Rubi, the world’s first wearable pregnancy monitor, launches in May through a Kickstarter campaign, said co-founder Nathan Neeley, a senior from California majoring in business management.
The BYU-Hawaii Enactus team plans to present how the pregnancy monitoring bands impact women in rural areas and the islands at the Enactus competition in Kansas City.
The non-profit will distribute the pregnancy monitors throughout clinics in Southeast Asia and the Pacific Islands since the statistics for stillborns are high in the Pacific Islands, he said. Neeley explained this sector of medical technology has not been updated in decades. In explaining this unique vision of Rubi, he said, “We are a pioneer product of prenatal development. We hope [to] bring down [the] infant mortality rate and increase peace of mind.”
Rubi functions to prevent stillborn deaths, he said, because embedded in a sleek maternity band, patented sensors count the duration of kicks from the baby. The data from the baby is sent to an app on the mother’s smartphone to alert when the baby’s life is at risk.
Worldwide one of every 75 babies are stillborn, while nationwide in the United States 12.5 percent of pregnancies are high risk.
The team’s vision is tied with the United Nations to reduce prenatal mortality rate by 1.2 percent or one of every 60 babies. Rubi is aligned to realize this vision for every mother who is high-risk. The objective is for each mother to walk out of the obstetrics and gynecology clinics with the Rubi pregnancy monitor as firm hope in her hands.
Neeley shared his personal tie with the product. “Growing up my mom worked night shifts as a labor and delivery nurse, and I always wondered why she would come home crying sometimes. Even with my mom working at the top hospitals in California, she still experienced preventable stillbirths. I truly want to be more than just another entrepreneur. I want to create a change in the world, and I believe Rubi is bringing that into fruition.”
Kailey Searle, a junior from Colorado majoring in business management, expressed her excitement in being the newest member of the Rubi team. “The effect of the pregnancy monitors will ripple generation to generation.”
According to Neeley, infants are not surviving to full-term when women lack healthcare access. The mothers and babies remain in critical need. The Rubi team seeks to establish relations with third world countries to form the non-profit.
Bianca Neeley, a former midwife and Nathan Neeley’s wife, reflected on her personal experiences with pregnant women in clinics. With care, she remarked, “I immediately thought of the tiny hospital I worked at in Vanuatu and how beneficial a Rubi band would have been while you’re out there in the middle of nowhere with an anxious first-time mother, a prehistoric Doppler giving inaccurate readings, and a power outage. A Rubi band would have been a game changer on so many levels.”
The technology for Rubi first began in 2010 when Dr. Anton Bowden, a professor at BYU, developed the world’s most highly deflective piezo resistant nickel infused silicon strain gauge sensors. Throughout the past decade, these sensors have been tested extensively, Nathan Neeley said. Rubi Life LLC has been in progress for a year now. More than $1 million in funding, and accredited through 13 Ph.D. researchers, who have studied applications from the technology for thesis work, Rubi placed first in the Utah Entrepreneur Competition and second nationwide.

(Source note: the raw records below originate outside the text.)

PR #516, opened 2026-08-10
feat(layers): composition layer support behind enableLayers()

salmanmkc:
## Description

The device recording below was made on a Quest 3 against an earlier SDK build, with both the media and forced WebGL paths tested. The current demo has not been re-validated on a headset. Android XR hardware remains untested, including the dimensions and full behaviour of its WebGL path.

https://github.com/user-attachments/assets/2ad9d2b0-d0e9-469b-ac26-bf2800737f00

Anything drawn into the eye buffer is resampled at least twice before you see it: once into the buffer, which is already coarser than the panel across the area a given object covers, and again when the compositor warps it to head pose. A quad composition layer skips both and is sampled once, at its own resolution, straight by the compositor. That is a property of the render path rather than of any one headset.

The cost is easiest to see with numbers. A 1.2m quad two metres away covers about a third of the field of view, so on a Quest 3 it lands on roughly 620 eye buffer pixels across. Feed that a 2048 wide source and around 70% of the detail is gone before the compositor has even seen the frame. Fine text and single pixel lines are where it shows.

Adds `LayerManager`, `LayerCapability` and `VideoLayer` under `src/layers/`, plus a demo in `demos/layers/`. All behind `options.enableLayers()`, off by default.

After the spatial UI migration, the demo still called `SpatialPanel`, which no longer exists. That throws during script init, so the script never activates or reaches layer attachment. Replaces only the readout with `UICard` and `UIText`, plus the importmap entries that UI needs. The demo still creates its own manager; layer creation, video uploads and startup order are unchanged.

The same real Chromium check fails on `b0e15e19` with `SpatialPanel is not a constructor` and the script in `failedScripts`. After the readout fix, the script is active with no init exception. The card is constructed and mounted in the scene graph with the expected `UIText` values, both video meshes play, swaps update positions and text values, and the original `Object3D.layers` mask stays intact. This browser takes the unsupported-layer fallback path, not native composition layers.

Visible glyph rasterization could not be confirmed under headless SwiftShader. A separate control reproduces this pre-existing rasterizer limitation with an unmodified minimal public `UICard`: the same heading rectangle measures 35 bright pixels under SwiftShader versus 854 under real Metal. Headed SwiftShader also gives 35. The regression evidence here confirms initialization, scene-graph mounting and text values, not that the text was visibly rasterized.

Both backings are implemented, because neither one covers the devices we care about on its own. `XRMediaBinding` is the cheap path, where the compositor drives the video element and the app never draws a frame, but Quest is the only browser that ships it. Chrome has quad layers only through `XRWebGLBinding`, where the app uploads each frame itself, so that is the path Android XR needs.

`LayerManager` exists because three.js sets `layers: [projectionLayer]` once at session start and never touches that array again. Anything extra has to be composed back in together with the projection layer, and dropping it blanks the scene, so `setBaseLayer` is required before anything can be added.

`VideoLayer` reports whether it got a layer instead of throwing, so an app can ask for one everywhere and just draw into the scene where there isn't one. It falls back separately for no session, no base layer, no binding, and a platform that advertises a binding but refuses a particular element.

The quad sizing is worth calling out, because the two paths deliberately differ and it looks like a bug otherwise. The spec means `width` and `height` as full metres, and Chromium passes them to OpenXR unchanged, but the Quest compositor treats them as half extents and returns a quad at twice the size. It is a property of the compositor rather than of one binding, so the correction is decided by the platform, not the path. This is immersive-web/layers#324, still open. Worth knowing that three.js and A-Frame both hardcode a `/2` for Quest, which means copying either of them renders the quad at half size on Android XR.

A few other things the spec is explicit about and the official samples get wrong or omit: `layout` has to be named because `'default'` is a `TypeError` for quad layers, `isStatic` has to be false or `getSubImage` raises `InvalidStateError` once `needsRedraw` clears, and `getSubImage` throws until `updateRenderState` has taken effect a frame or two after the layer is added, so a failed upload drops that frame rather than tearing the layer down.

Two faults only showed up on device. The layer texture is allocated once at the size given at creation, and the test card is a canvas stream that reports no dimensions for its first frames, so guessing a size and then uploading a differently sized frame raised a GL error every frame and took the whole session down. And uploading through raw `gl.bindTexture` left three.js's state cache describing something untrue, so it carried on rendering with the compositor's texture bound. Uploads are also skipped for frames the video has not advanced past, since the source runs at 30fps against a 90fps render loop.

The demo puts the same generated card up twice, once as a layer and once as a plane in the scene, so the only variable is the path the frame takes. It is generated rather than a video file because the sample clips I tried are lower resolution than the eye buffer, so both sides looked identical and it showed nothing. The two sides swap on a timer, which matters: lenses are sharpest in the middle and you read one panel at a time, so a fixed left/right layout cannot separate "the layer is sharper" from "that side was in the sweet spot". Swapping does separate them, and on device the difference follows the layer across the swap. `?webglLayer=1` forces the WebGL path on a platform that has both, which is what lets a Quest stand in for Android XR.

## Type of Change

- [x] Bug fix
- [x] New demo or sample
- [ ] Documentation update

- **Simulator Recording**: the simulator has no compositor, so both sides fall back to scene textures and there is nothing to compare. The readout says so rather than leaving a blank space.
- **Device Recording**: filmed through the lens on a Quest 3 against an earlier SDK build (top of pr). The readout fix has not been retested on a headset.

## Checklist

- [x] **Tested in simulator & device**: Earlier SDK build tested on Quest 3 for both paths and in the desktop simulator for fallback. The current readout fix has real Chromium red/green initialization and scene-graph coverage, but no headset retest or visual glyph confirmation under SwiftShader. SDK build, lint and scoped Prettier pass; the full suite has 1,944 passed and one skipped. The 43 existing layer tests are preservation coverage, not new readout regressions. Android XR hardware remains untested.
- [x] **Large Assets ($\ge$ 1MB)**: None, the test card is generated at runtime onto a canvas.
- [x] **SDK Dynamic Dependencies**: No SDK dependencies added. The demo importmap now includes the existing dependencies required by its replacement UI.
- [x] **Security**: No keys or secrets.


dli7319:
Both sides are looking the same to me on Galaxy XR. Hmm.
Maybe composition layers is behind a flag or something in Chrome.
I need to ask around.

salmanmkc:
> Both sides are looking the same to me on Galaxy XR. Hmm. Maybe composition layers is behind a flag or something in Chrome. I need to ask around.

ah, thanks for testing. it might be falling back to a normal scene texture on both sides, which would explain why they look the same. does the in-headset readout show `webgl | attached: true` with uploads increasing, or `none | attached: false`?

dli7319:
I plan to submit this but I probably won't have time to figure out why it doesn't work on Galaxy XR.
I'll submit it once I test it on Quest 3.

salmanmkc:
> I plan to submit this but I probably won't have time to figure out why it doesn't work on Galaxy XR. I'll submit it once I test it on Quest 3.

cool thanks! once Aura releases later this year I'll probably see if I can figure it out

dli7319:
I loaded it up on quest. The layers part is working but the page crashes after a minute or two.

Screenshot 2026-09-19 at 9 43 02 PM

dli7319:
Longer trace:

Screenshot 2026-09-19 at 9 49 12 PM
[Trace-20260919T214539.json.gz](https://github.com/user-attachments/files/32429417/Trace-20260919T214539.json.gz)

demos/layers/LayersScene.js
```diff
@@ -0,0 +1,305 @@
...
+    // WebGL one has nowhere to run without being asked for. Same flag lets a
+    // Quest stand in for Android XR, which only has the WebGL path.
+    this.requestedWebGL = xb.getUrlParamBool('webglLayer', false);
+    this.manager.setPreferWebGL(this.requestedWebGL);
+
+    // One generated card feeding both copies, so the only variable is which
+    // path the content takes to the display.
+    this.card = new TestCard();
+    this.layerVideo = this.card.start();
+    this.sceneVideo = this.card.start();
```
dli7319, line 51: My antigravity is saying calling start() twice causes another loop which never gets cleaned up.

src/layers/VideoLayer.ts
```diff
@@ -0,0 +1,357 @@
...
+  video: HTMLVideoElement,
+  session: XRSession,
+  space: XRReferenceSpace,
+  transform: XRRigidTransform,
+  width: number,
+  height: number
+): XRQuadLayer | null {
+  const MediaBinding = (
+    globalThis as {
+      XRMediaBinding?: new (session: XRSession) => {
```
dli7319: Can you get this PR'ed into the webxr types?

dli7319:
Also my agy says we shouldn't keep repeatedly calling `createQuadLayer`.

src/layers/VideoLayer.ts
salmanmkc: checked this and `XRMediaBinding` / `XRMediaQuadLayerInit` are already in `@types/webxr@0.5.24`, which our lockfile uses. de11554a removes the handwritten shape and uses those declarations directly, keeping the runtime check for browsers without the binding. no upstream addition needed.

demos/layers/LayersScene.js
salmanmkc: yep, both calls were starting their own drawing loop but overwriting the same timer handle. fixed in 165ce631: the two video elements now share one drawing loop, and cleanup cancels it, stops both streams, removes the videos and disposes the meshes. added regressions for two consumers, repeated cleanup and session re-entry.

salmanmkc:
thanks for the Quest report and trace. fixed the duplicate drawing loop and changed the swaps to update the existing quad transform instead of calling `createQuadLayer` again every three seconds. also bounded attachment attempts and cleaned up streams and layers on teardown/failure (165ce631).

084ee36f also aligns the demo with three.js 0.186.0. the old pin caused a reproducible cleanup error in the browser.

i have been testing the updated preview on my Quest 3 for a couple of minutes without a crash so far. encouraging, but not claiming a confirmed long-run fix or that both the media and forced-WebGL paths have been retested yet. -

demos/layers/index.html
```diff
@@ -0,0 +1,46 @@
...
+        "imports": {
+          "three": "https://cdn.jsdelivr.net/npm/three@0.186.0/build/three.module.js",
+          "three/addons/": "https://cdn.jsdelivr.net/npm/three@0.186.0/examples/jsm/",
+          "three/": "https://cdn.jsdelivr.net/npm/three@0.186.0/",
+          "@pmndrs/uikit": "https://cdn.jsdelivr.net/npm/@pmndrs/uikit@1.0.64/dist/index.min.js",
+          "@pmndrs/uikit-pub-sub": "https://cdn.jsdelivr.net/npm/@pmndrs/uikit-pub-sub@1.0.64/dist/index.min.js",
+          "@pmndrs/msdfonts": "https://cdn.jsdelivr.net/npm/@pmndrs/msdfonts@1.0.64/dist/index.min.js",
+          "@preact/signals-core": "https://cdn.jsdelivr.net/npm/@preact/signals-core@1.14.0/dist/signals-core.mjs",
+          "yoga-layout/load": "https://cdn.jsdelivr.net/npm/yoga-layout@3.2.1/dist/src/load.js",
+          "troika-three-text": "https://cdn.jsdelivr.net/gh/protectwise/troika@028b81cf308f0f22e5aa8e78196be56ec1997af5/packages/troika-three-text/src/index.js",
```
dli7319: Can you remove the troika imports including bidi-js and webgl-sdf-generator?

dli7319:
Just retested and it works fine now after 2 minutes. Thank you

Still the same interesting memory graph on Quest tho.

demos/layers/index.html
dli7319: I'll just push it myself since it's trivial

salmanmkc: cool thanks!

salmanmkc:
> Just retested and it works fine now after 2 minutes. Thank you
> 
> Still the same interesting memory graph on Quest tho.

I'll try look into the graph a bit more, thanks!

This summer Rubi team will be traveling to China to meet with manufactures. Professor Jason S. Earl, academic director for the Willes Center for International Entrepreneurship said $1,000 has been allocated for the Rubi Project in the goal to establish a distribution center for Rubi.
The support for Rubi includes participators from BYUH, BYU in Provo, the University of Utah, and midwives throughout the United States, Neeley said.
Tonga is one of the target countries to distribute the Rubi pregnancy monitor. Mele Morey, a freshman from Utah majoring in Hawaiian studies, offered her immediate family in Tonga connections to network Rubi in the region. Morey explains: “My roots in Tonga come from a legacy of doing things for others ,and in doing so, changing the world around you as well as expanding that influence. The people there [in Tonga] are open and welcoming to things that can allow them to progress, such as Rubi.”
The Rubi team would like support from students and local community members to form solid connections with the medical clinics of the Pacific Islands.